The macro-sectors and pollutants considered for the analysis are non-industrial combustion (SNAP02, hereafter referred to as DOM), industrial combustion and processes (SNAP03 + 04, hereafter referred to as INDU), and road transport (SNAP07, hereafter referred to as TRAF). The pollutants considered are NO x , SO2, VOC, and PPM10.

For all sectors, NO x is selected as the reference pollutant since it is generally accepted that the choice of emission factors and activity shares are similar in the TOD and BUP NO x emission inventories. This assumption is in line with the results presented by Granier et al. (2011) in which several global and regional emission inventories were assessed for the 1980–2010 period, the best consensus being found for NO x emissions for all periods and all regions. If another pollutant is selected as reference, results will change in the diamond diagram (see point 5 in Screening methodology).

The results for Barcelona are shown in Fig. 3. Moreover, in order to interpret the results and carry out the comparison of the two given inventories, a screening methodology is proposed below.

Fig. 3
figure 3

Diamond diagram applied on the test case of Barcelona city for the non-industrial combustion (DOM), industrial combustion and processes (INDU), and road transport (TRAFF) sectors for VOC, NO x , SO2, and PPM10

Screening methodology

To perform the analysis of Fig. 3, we propose to follow the following approach:

Diamond overview

Most of the 12 pollutant-sector comparisons lie outside of the red diamond shape (factor 2), indicating clear issues to be solved.

Analysis of total emissions per sector

As mentioned before, all pollutants for one sector lay on the same horizontal line as a result of assumption 2 (i.e., relation 4). In Fig. 3, the bottom-up (BUP) emission estimates for the industrial (INDU) sector clearly underestimate the top-down inventory (TOD) estimate, whereas the contrary is seen for the traffic (TRAF) sector. We identify the over or underestimation of the emissions from the position of the points with respect to the diagonal −1 slope curve. The DOM sector shows both underestimation (PPM10, VOC, and SO2) and overestimation (NO x ). Because emissions from one specific activity sector should be treated consistently for all the different pollutants in the two inventories, we expect that the points characterizing the different pollutants are very close to each other within a given activity sector. The fact that this is not the case for DOM might point out to issues in terms of emission factors. However, it could also indicate discrepancies in terms of activity shares (i.e., percentage of biomass and natural gas burn) since the difference between biomass-NO x emission factors and natural gas-NO x emission factors for the DOM sector are usually very low compared to the differences between VOC, PPM10-, and SO x -emission factors (EEA 2013).

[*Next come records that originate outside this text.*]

PR #675, opened 2022-10-26
LET-1209 created / updated timestamps in project and open call form

agnessa:
Timestamps were added in the project and open call forms in backoffice.

Screenshot 2022-10-26 at 08 53 25

## Tracking

https://vizzuality.atlassian.net/browse/LET-1209

### DIFF
--- a/backend/app/views/backoffice/open_calls/edit.html.erb
+++ b/backend/app/views/backoffice/open_calls/edit.html.erb
@@ -20,6 +20,10 @@
     <% end %>
   </aside>
   <div class="w-full h-full bg-white rounded-xl p-6">
+    <div class="mb-3 flex justify-end gap-3 text-s text-gray-600">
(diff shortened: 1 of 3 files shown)


backend/app/views/backoffice/open_calls/edit.html.erb
```diff
@@ -20,6 +20,10 @@
     <% end %>
   </aside>
   <div class="w-full h-full bg-white rounded-xl p-6">
+    <div class="mb-3 flex justify-end gap-3 text-s text-gray-600">
+      <span>Created: <%= I18n.l @open_call.created_at.to_date %></span>
```
martintomas, line 24: Not sure if `Created:` and `Updated:` text is so international that it does not need to be translated, but maybe it should be moved to `I18n`.

martintomas (approved):

backend/app/views/backoffice/open_calls/edit.html.erb
agnessa: of course 🙈  - thanks!

PR #681, opened 2022-10-28
Basic http auth for Rails app - backoffice only

agnessa:
## Testing instructions

If the env vars HTTP_AUTH_PASSWORD and HTTP_AUTH_USERNAME are set, you should be prompted for a login on any backoffice page, but not API, as that will be secured by http auth on the FE.

Note: the reason why I used a `before_action` rather than `http_basic_authenticate_with` is because of the usage of env vars I found it impossible to test otherwise, i.e. regardless if I used stubbing on ENV or the approach of updating ENV for the duration of the test, the ENV vars would not always be reloaded in the context of the controller class action and I gave up.

## Tracking

https://vizzuality.atlassian.net/browse/LET-1277?atlOrigin=eyJpIjoiN2E0MTdhOTg4MmJkNDI3Mjk1YTA3NTM3YTIzZGQ2ODUiLCJwIjoiaiJ9

### DIFF
--- a/backend/app/controllers/backoffice/admins/passwords_controller.rb
+++ b/backend/app/controllers/backoffice/admins/passwords_controller.rb
@@ -1,3 +1,4 @@
 class Backoffice::Admins::PasswordsController < Devise::PasswordsController
+  include Backoffice::HttpAuth
   include Backoffice::Localization
 end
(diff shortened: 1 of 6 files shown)


martintomas (approved):
Looks good, I like it ;)

PR #684, opened 2022-11-03
Improve the responsiveness of the public pages and Discover

clementprdhomme:
This PR improves the responsiveness of:

- **Breadcrumbs**: on mobile, they are always displayed on one line only and with an ellipsis if the text is too long
- **SDGs**: on mobile, they are always displayed in a 3-column layout
- **Discover**:
	- the spinning loader is now fully visible on mobile and its background is aligned with the cards
	- the general layouts have been updated to fix alignment issues

## Testing instructions

Check the responsiveness of the public pages and Discover. Make sure the scrollbars do not break the layout on Discover.

## Tracking

[LET-1287](https://vizzuality.atlassian.net/browse/LET-1287)

This PR makes changes to the Discover page that were not tracked by the task.

### DIFF
--- a/frontend/containers/breadcrumbs/component.tsx
+++ b/frontend/containers/breadcrumbs/component.tsx
@@ -104,7 +104,7 @@ export const Breadcrumbs: FC<BreadcrumbsProps> = ({
     >
       <ol
         className={cx({
-          'text-sm ': true,
+          'text-sm flex': true,
           'text-gray-400': theme === 'dark',
           'text-white': theme === 'light',
         })}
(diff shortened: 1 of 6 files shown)


SARodrigues (approved):
LGTM and it meets [LET-1287](https://vizzuality.atlassian.net/browse/LET-1287)'s requirements. 

Just a small note. While on mobile the loader's background is aligned with the cards, it looks like on desktop it became misaligned: 

Screenshot 2022-11-08 at 12 20 59

clementprdhomme:
You're right, thank you! I think I've addressed the issue now.

PR #685, opened 2022-11-03
Fix the visibility of the Discover's filters panel on Chrome (Android)

clementprdhomme:
This PR fixes an issue where the action buttons of the filters panel (Discover) wouldn't be fully visible on Chrome on Android.

## Testing instructions

- Make sure that the search bar, filters panel and active filters panel look good on all screen sizes.
- Make sure that the filters panel is not cut off at the bottom on Chrome on Android.

## Tracking

[LET-1288](https://vizzuality.atlassian.net/browse/LET-1288)


SARodrigues (approved):
Tested on Chrome/Android, LGTM!

PR #688, opened 2022-11-07
Basic auth for rswag ui

agnessa:
This took way longer than I ever hoped and took me places I never wanted to go to. Basically I believe Rswag::Ui is not flexible enough to configure it to work in our scenario, which has to do with `RAILS_RELATIVE_URL_ROOT`.  Eventually I resorted to a monkey patch. I tried to explain the reasoning in the comment. Just to recap my order of actions:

The diamond diagram helps also to screen differences in terms of emission magnitude. Indeed, large differences in terms of emission factors, activity, or total emissions between the two inventories might not be a priority if the magnitude of the emissions concerned is small. In Fig. 3, the symbol size for a pollutant is proportional to the quantity of emissions in a given sector compared to the sum of all sectors. This analysis clearly points to VOC and PPM10 as main outliers for TRAF and to SO2 for the INDU emissions. PPM10 for DOM and SO2 for TRAF are second priorities. On the other hand, NO x for TRAF is the closest to the origin, a reassuring feature on the consistency of the two inventories, considering its size.

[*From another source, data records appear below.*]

PR #696, opened 2022-11-10
Manually keep track of changed attributes, which get wiped out in aft…

agnessa:
It's the "content not translated" bug again 🐛 , except it morphed 🐉 .

After we switched "after_save" to "after_commit", projects content gets translated OK, but account / project developer content - not at all. I finally managed to reproduce this locally and now my new working hypothesis is that our method for checking if there's anything that needs translating is not effective in an `after_commit`, because dirty state gets overwritten by multiple saves (e.g. there's a timestamp touch on account after saving project developer) and it ends up not enqueuing the job because "nothing changed".

This solution uses an instance variable to keep track of changed attributes. By the way this happens when creating / updating via controller, so model / service level specs didn't catch this - I added a request spec.

## Tracking

https://vizzuality.atlassian.net/browse/LET-1172?atlOrigin=eyJpIjoiN2JkNzUzZDQ3NDQ4NGMxMWI1NWEyODQ5MDhkOGQ4YTYiLCJwIjoiaiJ9

### DIFF
--- a/backend/app/models/concerns/translatable.rb
+++ b/backend/app/models/concerns/translatable.rb
@@ -4,6 +4,8 @@ module Translatable
   included do
     attr_accessor :skip_translation
 
+    after_save :store_changed_attributes
+    after_commit :clear_changed_attributes # this will execute last
     after_commit :translate_attributes, on: [:create, :update], unless: :skip_translation
   end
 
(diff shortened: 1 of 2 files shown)


martintomas (approved):
Great! Sounds as Rails bug to be honest, because I would expect that `saved_change_to_` would be able to keep what changed across whole saving session, but amazing that you have discovered this, had no idea about this behaviour :)

PR #705, opened 2022-11-16
LET-1302 fix issue with concurent executions of migrations on api dep…

tiagojsag:
This adds an extra step to the api deployment. It first deploys a version with a single instance and not traffic. Once that's done, it deploys the "standard" number of instances while accepting traffic. hopefully it will work, because I can't think of alternatives


agnessa (approved):
OK, let's see :) Thank you!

Emission factors vs. activities

The value of the ratios in the diamond diagram indicates the magnitude of the differences between the two inventories. In the example in Fig. 3, with the exception of a couple of pollutant-sectors (TRAF-NO x and DOM-NO x ), all other ratios show larger differences in terms of emission factors than in terms of activities. This is clearly seen by the larger distance from the Y-axis than from the X-axis.

Compensation vs. adding up

The DOM points mostly lay in the compensation zone characterized by an overestimation of the activity and an underestimation of the emission factor, whereas for the INDU sector, most of the points lay in the adding-up zone where underestimations in terms of activity and emission factors both contribute to the underestimation of the total emissions. It is interesting to note that some compensation also occurs in terms of sectors. Indeed, while the TRAF sector tends to overestimate all pollutants, the two other sectors tend to underestimate. While the total emissions might be similar, its repartition across different sectors might lead to important impacts, for example in terms of modelled concentrations due to a different spatial allocation of emission per sector in the air quality model. This is particularly relevant in the later assessment of potential measures to improve AQ where an incorrect source representation might lead to budget being allocated to address the wrong sources.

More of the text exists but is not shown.